Fürbitten werden an den gerichtet, auf den man vertraut, dass er imstande ist, die Bitten zu erfüllen. Nach christlicher Überzeugung kann das allein Gott. Maria hingegen ist ein Mensch wie wir und deshalb nicht dazu fähig. Aber sie hat Gottes Sohn empfangen und geboren. Aus dieser mütterlichen Beziehung zu ihm leitet die Kirche eine besondere Fürsprache-Funktion Marias für die Menschen ab (vgl. Joh 2,3). Darauf kann in Fürbitten hingewiesen werden, besonders in der Einleitung oder im Fürbittruf. Je nach Feier kann der Festinhalt (eine Formulierungshilfe bieten die Rosenkranzgeheimnisse GL 4,4-8 / KG 779,3) oder einer der Titel Marias (z. B. GL 566,4-6 / KG 807,2-4; GL 568,3-8) in der Einleitung oder dem Fürbittruf verwendet werden. Neben Marienfesten, -gedenktagen oder -andachten könnte man auch bei kleineren Feiergemeinden (Gruppenmessen oder bei Spendung der Krankensakramente) die Fürsprache der Gottesmutter anführen. Voraussetzung ist, dass die Mitfeiernden diese Frömmigkeit teilen oder sogar wünschen. Mögliche Formulierungen könnten sein:

  • Einleitung: Maria wurde in den Himmel aufgenommen, wo sie vor Gott für die Menschen eintritt.
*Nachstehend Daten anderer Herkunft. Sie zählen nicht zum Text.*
PR #1366, opened 2022-08-26
style: import codegen using alias rather than path

bchrobot:
## Description

Require importing codegen using alias rather than relative path.

## Motivation and Context

Codegen is an internal library and should be used like one.

## How Has This Been Tested?

This has been tested locally.

N/A

## Documentation Changes

N/A

## Checklist:

### DIFF
--- a/.eslintrc.js
+++ b/.eslintrc.js
@@ -100,6 +100,10 @@ module.exports = {
         ],
         patterns: [
           {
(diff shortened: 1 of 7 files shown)


hiemanshu (approved):
LGTM!

ajohn25 (approved):
Thought of doing this after the last time I  used the wrong one - beat me to it 🎉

Auf ihre Fürsprache hin lasst uns Gott bitten…
  • Fürbittruf: V: Auf die Fürsprache deiner Mutter Maria - A: erhöre uns, Christus.

Christoph Neuert, Trier

Von wo aus sollen die Fürbitten vorgetragen werden?   H. M.

Bei dieser Frage sind mehrere Faktoren zu berücksichtigen:

  • Wenn sich das Gebet recht bald an die Schriftverkündigung anschließt, ist der Ambo ein geeigneter Ort. Denn die Fürbitten wachsen aus dem gehörten Wort Gottes heraus, das die Gläubigen bewegt, sich im Gebet für die Sorgen und Nöte der Kirche und der Welt einzusetzen.
  • Bei einer kleineren Feiergemeinde (z. B. Stundengebet, Andachten, Kindergottesdienste oder Sakramentenfeiern im kleinen Kreis) wäre es jedoch der Versammlung angemessener, wenn die Fürbitten vom Platz des Vorbeters aus gesprochen werden.
  • Großen Symbolcharakter hat der Vortrag der Fürbitten „aus der Gemeinde heraus“. Dies hebt hervor, dass die Fürbitten das Gebet der Gläubigen, die oratio fidelium, sind. Hierzu kann das Mikrofon z. B. im Mittelgang stehen. Dies ist auch dann sinnvoll, wenn die Fürbitten als direkte Anrede an Gott oder Christus formuliert sind.
  • Das Mikrofon des Vorstehers ist nicht geeignet, denn diejenigen, die die Fürbitten vortragen, stehen nicht der Feier vor (vgl. 1 Kor 12,4-11). Von möglichen Platzproblemen an diesem Ort abgesehen, könnte so auch der Eindruck entstehen, die Fürbitten seien kein eigenes Gebet der Gläubigen, sondern nur im Beisein eines Geistlichen gültig.